Additional it's not finalised yet but if the mmcif reader in #2367 gets finalised then the default download shouldn't be .pdb (but can remain for now).

@codecov
Copy link

codecov bot commented Mar 4, 2025

Codecov Report

✅ All modified and coverable lines are covered by tests.
✅ Project coverage is 92.73%. Comparing base (24548e6) to head (20d8a84).

Additional details and impacted files
@@           Coverage Diff            @@
##           develop    #4943   +/-   ##
========================================
  Coverage    92.73%   92.73%           
========================================
  Files          180      182    +2     
  Lines        22475    22499   +24     
  Branches      3190     3194    +4     
========================================
+ Hits         20842    20865   +23     
- Misses        1176     1177    +1     
  Partials       457      457           

☔ View full report in Codecov by Sentry.
📢 Have feedback on the report? Share it here.

🚀 New features to boost your workflow:
  • ❄️ Test Analytics: Detect flaky tests, report on failures, and find test suite problems.

@jauy123
Copy link
Contributor Author

jauy123 commented Mar 5, 2025

I'm ok with that. I can make the code raise an exception if requests is not in the environment.

@jauy123
Copy link
Contributor Author

jauy123 commented Mar 10, 2025

Assuming that requests will be optional dependency, how would I exactly specify in the build files? Right now, I'm just hard coding it in, so that the github CLI tests can build successfully and run.

@BradyAJohnston
Copy link
Member

You've added it to one of the optional dependency categories which is all that should be required. For the actual files where it is used you'll need to have something setup like the usage of biopython:

try:
import Bio.AlignIO
import Bio.Align
import Bio.Align.Applications
except ImportError:
HAS_BIOPYTHON = False
else:
HAS_BIOPYTHON = True

I'm not an expert on the pipelines so someone else would have to pitch in more on that.

@jauy123
Copy link
Contributor Author

jauy123 commented Mar 19, 2025

Thanks for the comment!

@jauy123
Copy link
Contributor Author

jauy123 commented Mar 19, 2025

I happen to have another question!

Is it normal for some of the tests to not be consistent across each commit? From what I understand, each github CLI has to get and build each MDAnalysis from source, and this instance can potentially timeout from what I observe across each commit.

The macOS (of the latest commit) failed at 97% of test because it reached the max wall time of two hours.

Even then the latest Azure tests failed because of other tests in the source code which I didn't write (namely due to other tests)

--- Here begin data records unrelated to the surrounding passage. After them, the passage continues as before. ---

PR #48, opened 2025-01-02
Update inference python file to include shap function

vishpillai123:
SHAP values need parallelization in order to scale for inference. Typically, predictions are generated for hundreds to thousands of students, so it is critical to have this functionality. Spark's repartition does not conserve row order, so the unique identifier needs to be attached every batch.

## changes
- Added "calculate_shap_values" to inference.py. 
- Added respective unit test within tests subdirectory.

## context
- SHAP values are needed for interpretability. Proper scaling is required for inference.

## questions
- No specific questions

### DIFF
--- a/src/student_success_tool/modeling/inference.py
+++ b/src/student_success_tool/modeling/inference.py
@@ -1,9 +1,9 @@
 import typing as t
 from typing import Iterator
+from shap import KernelExplainer
 
 import numpy as np
 import pandas as pd
-from shap import KernelExplainer
 
 def select_top_features_for_display(
     features: pd.DataFrame,
@@ -67,9 +67,13 @@ def select_top_features_for_display(
     return pd.DataFrame(top_features_info)
 
 
-def calculate_shap_values(iterator: Iterator[pd.DataFrame], *, student_id_col: str,
-                model_features: list[str], explainer: KernelExplainer,
-                mode: pd.Series) -> Iterator[pd.DataFrame]:
+def calculate_shap_values(
+    iterator: Iterator[pd.DataFrame], *, 
+    student_id_col: str,
+    model_features: list[str], 
+    explainer: KernelExplainer,
+    mode: pd.Series
+) -> Iterator[pd.DataFrame]:
     """
     SHAP is computationally expensive, so this function enables parallelization,
     by calculating SHAP values over an iterator of DataFrames. Sparks' repartition
--- a/src/student_success_tool/modeling/inference.py
+++ b/src/student_success_tool/modeling/inference.py
@@ -1,8 +1,9 @@
 import typing as t
+from typing import Iterator
 
 import numpy as np
 import pandas as pd
-
+from shap import KernelExplainer
 
 def select_top_features_for_display(
     features: pd.DataFrame,
@@ -64,3 +65,45 @@ def select_top_features_for_display(
                 }
             )
     return pd.DataFrame(top_features_info)
+
+
+def calculate_shap_values(iterator: Iterator[pd.DataFrame], *, student_id_col: str,
+                model_features: list[str], explainer: KernelExplainer,
+                mode: pd.Series) -> Iterator[pd.DataFrame]:
+    """
+    SHAP is computationally expensive, so this function enables parallelization,
+    by calculating SHAP values over an iterator of DataFrames. Sparks' repartition
+    performs a full shuffle (does not preserve row order), so it is critical to 
+    extract the student_id_col prior to creating shap values and then reattach 
+    for our final output.
+
+    Args:
+        iterator (Iterator[pd.DataFrame]): An iterator over Pandas DataFrames.
+        Each DataFrame is a batch of data points.
+        student_id_col (str): The name of the column containing student_id
+        model_features (list[str]): A list of strings representing the names 
+        of the features for our model
+        explainer (shap.KernelExplainer): A KernelExplainer object used to compute
+        shap values from our loaded model.
+        mode (pd.Series): A Series containing values to impute missing values
+
+    Returns:
+        Iterator[pd.DataFrame]: An iterator over Pandas DataFrames. Each DataFrame
+        contains the SHAP values for that partition of data.
+    """
+
+    for pdf in iterator:
+        # Preserve student_id column
+        student_ids_batch = pdf.loc[:, student_id_col]
+
+        # Impute missing values and run shap values using just pdf features
+        pdf_features = pdf[model_features].fillna(mode)
+        shap_values = explainer.shap_values(pdf_features)
+
+        # Create a DataFrame from the SHAP values
+        shap_df = pd.DataFrame(shap_values, columns=model_features)
+
+        # Reattach the student_id column to our SHAP values DataFrame
+        shap_df[student_id_col] = student_ids_batch
+
+        yield shap_df
--- a/src/student_success_tool/modeling/inference.py
+++ b/src/student_success_tool/modeling/inference.py
@@ -1,5 +1,4 @@
 import typing as t
-from typing import Iterator
 from shap import KernelExplainer
 
 import numpy as np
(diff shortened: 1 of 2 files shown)


src/student_success_tool/modeling/inference.py
```diff
@@ -64,3 +65,49 @@ def select_top_features_for_display(
...
+        explainer (shap.KernelExplainer): A KernelExplainer object used to compute
+        shap values from our loaded model.
+        mode (pd.Series): A Series containing values to impute missing values
+
+    Returns:
+        Iterator[pd.DataFrame]: An iterator over Pandas DataFrames. Each DataFrame
+        contains the SHAP values for that partition of data.
+    """
+
+    for pdf in iterator:
```
bdewilde, line 99: What's "pdf" stand for? I think of the file format... Maybe you think "pandas data frame"? If you named the input arg `dfs`, then this would be an easy `for df in dfs:` :)

src/student_success_tool/modeling/inference.py
```diff
@@ -64,3 +65,49 @@ def select_top_features_for_display(
...
+
+def calculate_shap_values(
+    iterator: Iterator[pd.DataFrame], *, 
+    student_id_col: str,
+    model_features: list[str], 
+    explainer: KernelExplainer,
+    mode: pd.Series
+) -> Iterator[pd.DataFrame]:
+    """
+    SHAP is computationally expensive, so this function enables parallelization,
```
bdewilde, line 78: Dumb question: Where is the parallelization happening? To me, it looks like this function is iterating over the dataframes one after the other in a `for` loop.

src/student_success_tool/modeling/inference.py
```diff
@@ -64,3 +65,49 @@ def select_top_features_for_display(
...
+    for pdf in iterator:
+        # Preserve student_id column
+        student_ids_batch = pdf.loc[:, student_id_col]
+
+        # Impute missing values and run shap values using just pdf features
+        pdf_features = pdf[model_features].fillna(mode)
+        shap_values = explainer.shap_values(pdf_features)
+
+        # Create a DataFrame from the SHAP values
+        shap_df = pd.DataFrame(shap_values, columns=model_features)
```
bdewilde, line 108: It's a bit irritating that shap converts dataframes into raw numpy arrays under the hood, so we have to reconstruct the tabular data ://

tests/modeling/test_inference.py
```diff
@@ -115,3 +115,91 @@ def test_select_top_features_for_display(
...
+        ({"student_id": [1, 2], "feature1": [0.1, 0.2], "feature2": [0.4, 0.5]}, (2, 3))
+    ]
+)
+def test_calculate_shap_values_basic(input_data, expected_shape, explainer):
+    df = pd.DataFrame(input_data)
+    student_id_col = 'student_id'
+    model_features = ['feature1', 'feature2']
+    mode = df.mode().iloc[0] 
+    
+    iterator = iter([df])
```
bdewilde, line 152: This is the thing I mentioned before -- doesn't this function work equally well if you pass `[df]` in directly, rather than converting it into an iterator?

tests/modeling/test_inference.py
```diff
@@ -115,3 +115,91 @@ def test_select_top_features_for_display(
...
+    # Check that the result contains the expected number of rows and columns
+    shap_df = result[0]
+    assert shap_df.shape == expected_shape
+    
+    # Ensure that 'student_id' column is present
+    assert student_id_col in shap_df.columns
+    
+    # Ensure that SHAP values are generated and are numeric
+    assert isinstance(shap_df[model_features].iloc[0, 0], (float, np.float64))
+    assert isinstance(shap_df[model_features].iloc[0, 1], (float, np.float64))
```
bdewilde, line 165: There may be handy pandas functionality for this -- maybe `from pandas.api.types import is_numeric_dtype`

bdewilde (changes requested):

src/student_success_tool/modeling/inference.py
```diff
@@ -1,9 +1,10 @@
 import typing as t
+from typing import Iterator
```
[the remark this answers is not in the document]
vishpillai123: Will do.

src/student_success_tool/modeling/inference.py
```diff
@@ -64,3 +65,49 @@ def select_top_features_for_display(
                 }
             )
     return pd.DataFrame(top_features_info)
+
+
+def calculate_shap_values(
+    iterator: Iterator[pd.DataFrame], *,
```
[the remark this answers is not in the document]
vishpillai123: So this is a copy of what we have in the private repo, in which the legacy function we previously called an "Iterator". Perhaps it is more of an iterable. Either way, I can rename the variables descriptively rather than by type as you are suggesting.

src/student_success_tool/modeling/inference.py
```diff
@@ -64,3 +65,49 @@ def select_top_features_for_display(
...
+
+    Args:
+        iterator (Iterator[pd.DataFrame]): An iterator over Pandas DataFrames.
+        Each DataFrame is a batch of data points.
+        student_id_col (str): The name of the column containing student_id
+        model_features (list[str]): A list of strings representing the names 
+        of the features for our model
+        explainer (shap.KernelExplainer): A KernelExplainer object used to compute
+        shap values from our loaded model.
+        mode (pd.Series): A Series containing values to impute missing values
```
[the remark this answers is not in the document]
vishpillai123: Good point - sounds good

src/student_success_tool/modeling/inference.py
```diff
@@ -64,3 +65,49 @@ def select_top_features_for_display(
...
             )
     return pd.DataFrame(top_features_info)
+
+
+def calculate_shap_values(
+    iterator: Iterator[pd.DataFrame], *, 
+    student_id_col: str,
+    model_features: list[str], 
+    explainer: KernelExplainer,
+    mode: pd.Series
```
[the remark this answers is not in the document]
vishpillai123: sg

src/student_success_tool/modeling/inference.py
vishpillai123: yes, `for df in dfs` is more straightforward.

src/student_success_tool/modeling/inference.py
vishpillai123: So, I just copied over our function from the private repo. I was planning on merging this PR and then working on adding the SHAP values notebook, which is where the parallelization is happening using `spark.repartition`. Not a dumb question - You are correct in that parallelization is not happening in this function as it is just an iteration. 

Do you think it's best to create a notebook or put all parallelization in this function? And if we want to create a notebook, I can keep it outside of the PDP template notebooks, or as the 4th template notebook. Curious of your thoughts?

tests/modeling/test_inference.py
vishpillai123: This is used in context of spark's repartition in which I believe that would need an iterator. You are right in this dummy case of our unit test, it doesn't serve a purpose.

src/student_success_tool/modeling/inference.py
bdewilde: I guess I don't understand how `spark.repartition` works? Normally I'd expect an operation to-be-parallelized to have a function that operates on one "chunk" of the iterable, and then some outside framework calls that function in parallel over chunks. How does it work if the iterable is _inside_ the function?

Apologies if I'm being dense, I am properly confused! 😅

bdewilde: Is this what's going on here? https://www.databricks.com/blog/2020/05/20/new-pandas-udfs-and-python-type-hints-in-the-upcoming-release-of-apache-spark-3-0.html

In all the docs, I only see them supporting `Iterator[pd.Series]` inputs, rather than `Iterator[pd.DataFrame]`, so even if this what's being used here, I'm still confused!

bdewilde: Actually maybe this post is the closest analogue? https://www.databricks.com/blog/2022/02/02/scaling-shap-calculations-with-pyspark-and-pandas-udf.html

bdewilde (approved):
I read the full blog post from Databricks that I linked to -- looks like we're mostly just doing what they recommend in there. imo the API for Pandas UDFs in Spark is... weird, and was the cause of my immediate confusion. I believe this should work, so please merge it. That said, I'm going to come around after you and tidy this up in a way that makes it more obvious what's going on. Does that sound okay to you?

bdewilde:
@vishpillai123 I re-ran the CI jobs -- there's a test that's juuuuust slightly flakey -- and they all pass. I'm going to merge this in, since I believe I understand what's going on, so I can refactor/rename the logic for clarity. Please forgive if I'm jumping the gun here!

vishpillai123:
hey no worries. I had to jump onto some other work with inference generation being the priority this month. I know this is still pretty incomplete, but I think we need to add a notebook to provide some clarity. Otherwise, this function is quite confusing to use on its own. I'll start working on that soon pending some other priorities.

From Azure_Tests Win-Python310-64bit-full (commit 651bf267076d2d7da6491608b1b5136915caf2e2)

FAIL MDAnalysisTests/coordinates/test_h5md.py::TestH5MDReaderWithRealTrajectory::test_open_filestream - Issue #2884
XFAIL MDAnalysisTests/coordinates/test_h5md.py::TestH5MDWriterWithRealTrajectory::test_write_with_drivers[core] - occasional PermissionError on windows
XFAIL MDAnalysisTests/coordinates/test_memory.py::TestMemoryReader::test_frame_collect_all_same - reason: memoryreader allows independent coordinates
XFAIL MDAnalysisTests/coordinates/test_memory.py::TestMemoryReader::test_timeseries_values[slice0] - reason: MemoryReader uses deprecated stop inclusive indexing, see Issue #3893
XFAIL MDAnalysisTests/coordinates/test_memory.py::TestMemoryReader::test_timeseries_values[slice1] - reason: MemoryReader uses deprecated stop inclusive indexing, see Issue #3893
XFAIL MDAnalysisTests/coordinates/test_memory.py::TestMemoryReader::test_timeseries_values[slice2] - reason: MemoryReader uses deprecated stop inclusive indexing, see Issue #3893
XFAIL MDAnalysisTests/core/test_topologyattrs.py::TestResids::test_set_atoms
XFAIL MDAnalysisTests/lib/test_util.py::test_which - util.which does not get right binary on Windows
XFAIL MDAnalysisTests/converters/test_rdkit.py::TestRDKitFunctions::test_order_independant_issue_3339[C-[N+]#N] - Not currently tackled by the RDKitConverter
XFAIL MDAnalysisTests/converters/test_rdkit.py::TestRDKitFunctions::test_order_independant_issue_3339[C-N=[N+]=[N-]] - Not currently tackled by the RDKitConverter
XFAIL MDAnalysisTests/converters/test_rdkit.py::TestRDKitFunctions::test_order_independant_issue_3339[C-[O+]=C] - Not currently tackled by the RDKitConverter
XFAIL MDAnalysisTests/converters/test_rdkit.py::TestRDKitFunctions::test_order_independant_issue_3339[C-[N+]#[C-]] - Not currently tackled by the RDKitConverter
XFAIL MDAnalysisTests/coordinates/test_dcd.py::TestDCDReader::test_frame_collect_all_same - reason: DCDReader allows independent coordinates.This behaviour is deprecated and will be changedin 3.

@orbeckst
Copy link
Member

In principle, tests should pass everywhere.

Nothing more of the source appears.